巳时初,许禄川随意簪了个玉簪,换了身天青色的鹤纹锦袍便出了霁寒斋。
可他那眉目间的俊朗依旧不减,一路上府中的侍女丫头见了他,一个个都是热络地唤上一声:“二郎君。”
但许禄川却不为所动,只冷着面穿过一条条九曲的回廊,往府门外去。
刚好路过前院,没想到许禄川正好碰见许禄为和许钦国在院子里,论辩仁爱之道。瞧着这二人,整日里尽讨论些这些枯燥无味的道义,许禄川就忍不住想逃。
只是若想出门,这前院是必经之路。他便又不得不硬着头皮迎了上去。
许禄川就这么近前定身,拱手问了声:“父亲,大兄。”
许禄为听见许禄川开口问安,刚想回应。却想起许钦国还未发话,便将那声二郎咽了下去。再看许钦国正坐石凳一言不发,随手拿起了面前的那盏茶。

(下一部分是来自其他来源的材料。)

PR #53, opened 2020-12-05
Lesson6

NayelaAhmed:


html/styles.css
```diff
@@ -0,0 +1,477 @@
...
+
+  .introduction .intro-image {
+    width: 100%;
+    margin-right: 40px;
+    display: block;
+  }
+}
+
+.dog-grid, .all-dogs-grid {
+  display: grid;
```
tylervanbrocklin, line 199: Did you mean to include these in the media query above it?

html/styles.css
```diff
@@ -0,0 +1,477 @@
...
+  flex-direction: row-reverse;
+}
+
+.home-section {
+  flex-shrink: 2;
+}
+
+.blog-preview {
+  flex-basis: 450px;
+  display: none;
```
tylervanbrocklin, line 108: We want the blog to show on iPad and Desktop views. Right now it only seems to show on desktop. I think this is from the @media query below. You'll want to use `display: block` on min-width of iPad. Therefore it'll show on iPad and Desktop. Then on your mobile media query you'd use `display: none`

html/styles.css
```diff
@@ -0,0 +1,477 @@
...
+}
+
+@media only screen and (max-width:500px) {
+  .introduction {
+    flex-direction: column;
+    align-items: flex-start;
+  
+  }
+
+  .introduction .intro-image {
```
tylervanbrocklin, line 191: Right now, when adjusting my screen size I noticed the into-image becomes tiny under tablet size. Using width percentage takes in from it's parent. Would look at using a responsive size like rem

html/styles.css
```diff
@@ -0,0 +1,477 @@
...
+  grid-template-columns: auto auto auto auto;
+}
+
+@media only screen and (max-width: 768px) {
+  .dog-grid {
+    grid-template-columns: auto auto; 
+  }
+
+  .all-dogs-grid {
+    grid-template-columns: auto auto auto;
```
tylervanbrocklin, line 216: You will want the same number of columns for the home page and the dog page

NayelaAhmed: I thought the dog page is suppose to have 4 columns when I looked at the mockup. This is why I added a second class name to the home page grid so they behave differently.

html/styles.css
NayelaAhmed: I made the min-width media query too big instead of 768px it says 1200px. Must have got mixed up with different branches.

html/styles.css
NayelaAhmed: No, I took care of the dog grid below. 
@media only screen and (max-width: 768px) {
  .dog-grid {
    grid-template-columns: auto auto; 
  }

  .all-dogs-grid {
    grid-template-columns: auto auto auto;
  }
}

html/styles.css
NayelaAhmed: This is how it appears for me. It looked normal, but I will look into it.

homepg-snippet

PR #55, opened 2020-12-12
Lesson07

NayelaAhmed:


html/index.html
```diff
@@ -0,0 +1,201 @@
...
+
+                </div> <!-- end of blog-preview-snippet  -->
+
+
+            </aside>
+            
+
+            <section class="home-section">
+                <div class="introduction">
+                    <img class="intro-image"
```
tylervanbrocklin, line 96: Your intro image does not scale properly. It looks tiny on desktop, then enlarges on mobile.

html/styles.css
```diff
@@ -0,0 +1,506 @@
...
+body {
+  font-family: Arial, Helvetica, sans-serif, serif;
+}
+
+.page-header {
+  position: relative;
+  display: block;
+  height: 400px;
+  overflow: hidden;
+  background-image: url('../images/header-image.jpg');
```
tylervanbrocklin, line 18: You can remove this line, it is being repeated in the line below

许禄川见状看了看许禄为,又看了看许钦国又问了声:“父亲。”
自半月前柳家拒了许家的亲事之后,许钦国虽恼怪于许禄川,却也无可奈何。他似是觉得柳家拒婚也是常理之中,到底是自己这个儿子不争气,若是他定也不会同意了这门亲事。
不过,许禄川也算是因祸得福。
许钦国本想再替他寻些旁的亲事,可这件事闹得满城风雨,金陵城一时流言四起,关于许禄川离谱的传闻是一个接一个。如此还有哪家愿意这种时候,同许家二郎结亲?全都敬而远之了。

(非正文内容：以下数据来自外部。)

PR #63, opened 2021-01-18
Sean Estes Pull Request for Lesson 01

estessm:
This is my HTML and some CSS for lesson 01.  Looking forward to input.

Thanks,
Sean


estessm:
Updated code for lesson 2 updates

styles/styles.css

所以,许钦国也不得不将此事暂时搁下。他只盼着风波尽快过去,好将许禄川的婚事早些落定。
许钦国不紧不慢搁下茶盏,上下扫视过许禄川后,才缓缓厉色开口道:“好好的休沐日,你这是又要去何处鬼混?整日随意散漫,你难道就不能同你大兄一般积极上进?”
许禄川早已习惯了许钦国这样的教训贬斥,只瞧他冷笑一声回了句:“父亲说笑,世间能有几人同大兄一般?儿子今日去参加广成王府参加寒山宴,就不打扰您和大兄的雅兴了。”
“儿子,先行一步。”
许禄川说完还未来得及抬脚,就被许钦国出言拦下:“等等。什么寒山宴?”
许禄为在旁见状赶忙开口替许禄川解围道:“父亲,您有所不知这寒山宴是宁真郡主所创,宴如其名。赏冬日光景,品寒山之义。可谓是金陵的青年才俊,大家闺秀之间的交友之宴。”

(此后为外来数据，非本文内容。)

PR #68, opened 2021-01-20
Liz's Adopt A Dog (HTML & CSS)

AKliz:


css/styles.css
```diff
@@ -0,0 +1,343 @@
+/**Global Colors & Fonts**/
```
jimmynono, line 1: YESS!!! Love the variables.

css/styles.css
```diff
@@ -0,0 +1,343 @@
...
+.row{
+  margin-bottom: 2rem;
+}
+main{
+  max-width: 68.75rem;
+  margin: auto;
+  padding-left:0.75rem;
+  padding-right:0.75rem;
+}
+.d-flex{
```
jimmynono: If you import bootstrap you won't need to do this. It's part of bootstrap.

css/styles.css
```diff
@@ -0,0 +1,343 @@
...
+
+
+/**Header Section**/
+header{
+  color: var(--color-white);
+}
+header{
+background-image: url(../images/header-image.jpg);
+background-size: cover;
+}
```
jimmynono: Make sure and spread out your css a bit.  A space after the selector and a line in between selectors.

image

css/styles.css
```diff
@@ -0,0 +1,343 @@
...
+header nav ul, footer nav ul{
+  text-align: left;
+  padding-top: 1rem;
+  list-style-type: none;
+  overflow: hidden;
+  margin-bottom: 0rem;
+}
+
+nav ul li{
+  float:left;
```
jimmynono: You shouldn't need floats to lay out these elements. `display:inline-block` is a better option

css/styles.css
```diff
@@ -0,0 +1,343 @@
...
+  font-weight: bold
+}
+nav ul li::after{
+    content: "/";
```
jimmynono: Yes!

css/styles.css
```diff
@@ -0,0 +1,343 @@
...
+  text-align: center;
+  padding-top: 4rem;
+  padding-bottom: 4rem;
+}
+.footer-container{
+  max-width: 30%;
+  margin:auto;
+}
+
+@media screen and (max-width:898px){
```
jimmynono: watch your indenting

checkout.html
```diff
@@ -0,0 +1,156 @@
...
+        <nav class="top ">
+          <ul>
+            <li><a href="./index.html" class="active">Home</a></li>
+            <li><a href="./dogs.html">Dogs</a></li>
+            <li><a href="./blog.html">Blog</a></li>
+          </ul>
+        </nav>
+      </div>
+    </header>
+    <main>
```
tylervanbrocklin, line 35: Would suggest adding some padding or margin. Your content sits right against the left side of the screen

blog.html
```diff
@@ -0,0 +1,94 @@
...
+          <ul>
+            <li><a href="./index.html" class="active">Home</a></li>
+            <li><a href="./dogs.html">Dogs</a></li>
+            <li><a href="./blog.html">Blog</a></li>
+          </ul>
+        </nav>
+      </div>
+    </header>
+    <main>
+      <section>
```
tylervanbrocklin: I would suggest adding some padding or margin here to keep your content more to the center

js/javascript.js
```diff
@@ -0,0 +1,12 @@
+//create click handlers that alerts the dogs information when clickin on the dog's photo"
+function dogInfo(dogName, breed, fees){
+  alert(`To adopt ${dogName}, the ${breed}, it will cost ${fees}.`);
```
tylervanbrocklin, line 3: nice job using string concatenation!

css/styles.css
```diff
@@ -0,0 +1,410 @@
...
+  font-family: var(--title-font);
+}
+
+nav a, header nav a {
+  color: var(--color-navy);
+  font-weight: bold;
+}
+
+/**Header Section**/
+header {
```
tylervanbrocklin, line 72: Love how organized your code is

css/structure.css
```diff
@@ -0,0 +1,200 @@
...
+}
+
+/**Columns - SMALL**/
+@media screen and (min-width:500px) {
+  .hidden-xs {
+    display: block;
+  }
+
+  .hidden-sm {
+    display: none;
```
tylervanbrocklin, line 103: Good work getting your columns to scale and hiding your blog on mobile screens

css/styles.css
AKliz: I ended up removing bootstrap and trying to code it myself to practice.

js/form.js
```diff
@@ -0,0 +1,25 @@
...
+  alert('Thank you. The form information has been received.');
+
+  //store data in an array or object
+  const checkoutFormData = form.elements;
+  console.log(checkoutFormData);
+  const submitData = {};
+
+  for(i = 0; i < checkoutFormData.length-1; i++){
+    const fieldData = form.element[i].value;
+    const fieldName = form[i].id;
```
tylervanbrocklin: You had an excellent question on why this works. In JS, there are two ways we typically access properties and values. The first is by using a dot. So if I want the ID of something I can do `something.id`. When it comes to an array of something, we use index. So when you access form[1], that is accessing the 2nd element with the form's array of elements. The form itself is made up of various elements as we can see above when you printed the elements out. So form.element is not an array. Therefore you can't access an index of an array that doesn't exist. Checkout a JSFiddle I made demonstrating this: [https://jsfiddle.net/a5Lhgocs/1/](https://jsfiddle.net/a5Lhgocs/1/)

js/dog-tile.js
```diff
@@ -0,0 +1,42 @@
...
+$('article.dog-card').hover(
+  function(e){
+    $(this).addClass('darkborder');
+  }, function(){
+    $(this).removeClass('darkborder')
+  }
+);
+
+
+//add ripple effect to your button - I'm not the genius of this... was able to put this together with things I found online.
```
jimmynono, line 16: Ha! Welcome to becoming a professional web developer. 😸

PR #2215, opened 2023-01-04
docs: data events

miguelpeixe:
### All Submissions:

Adds technical documentation to `\Newspack\Data_Events`.

Navigate to [this branch's `data-events` directory](https://github.com/Automattic/newspack-plugin/tree/docs/data-events/includes/data-events) and review the contents and formatting of the new readme file.

### Other information:


includes/data-events/README.md
```diff
@@ -0,0 +1,162 @@
...
+
+## A tool for non-blocking dispatch of data events to registered handlers.
+
+The purpose of this tool is to unify the strategy for sending reader activity data to third-party services, focused primarily for analytics, ESPs and CRMs.
+
+The non-blocking strategy is inspired by [TechCrunch's `wp-async-task`](https://github.com/techcrunch/wp-async-task) and uses an HTTP request to trigger the handlers.
+
+---
+
+## Core Actions
```
leogermani, line 11: Maybe call it "Newspack core" action so we avoid confusion with WP core's actions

“二郎,多参加参加这种雅宴不是什么坏事。若二郎能在宴中结交些金陵名贵,说不定还能解父亲心中之怨。”
许禄为言语之中意有所指,正中许钦国下怀。
只瞧许钦国在听了他的劝解后松了口:“既是如此,那你便去吧。记住千万别给许家丢人。”